START Supplied material

PR #47, opened 2026-03-10
Upgrade from Java 11 to Java 17

### LINKED ISSUE #46: Bump minimum Java version to 17
Now that [JavaSMT will require Java 17](https://github.com/sosy-lab/java-smt/pull/611), there is nothing that stops this project from requiring Java 17 as well and making use of [such nice features](https://gitlab.com/sosy-lab/software/cpachecker/-/merge_requests/100).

END Supplied material

Return only the lines from the beginning of the material up to and including the line with "### LINKED ISSUE", exactly as written.

PR #47, opened 2026-03-10
Upgrade from Java 11 to Java 17

### LINKED ISSUE #46: Bump minimum Java version to 17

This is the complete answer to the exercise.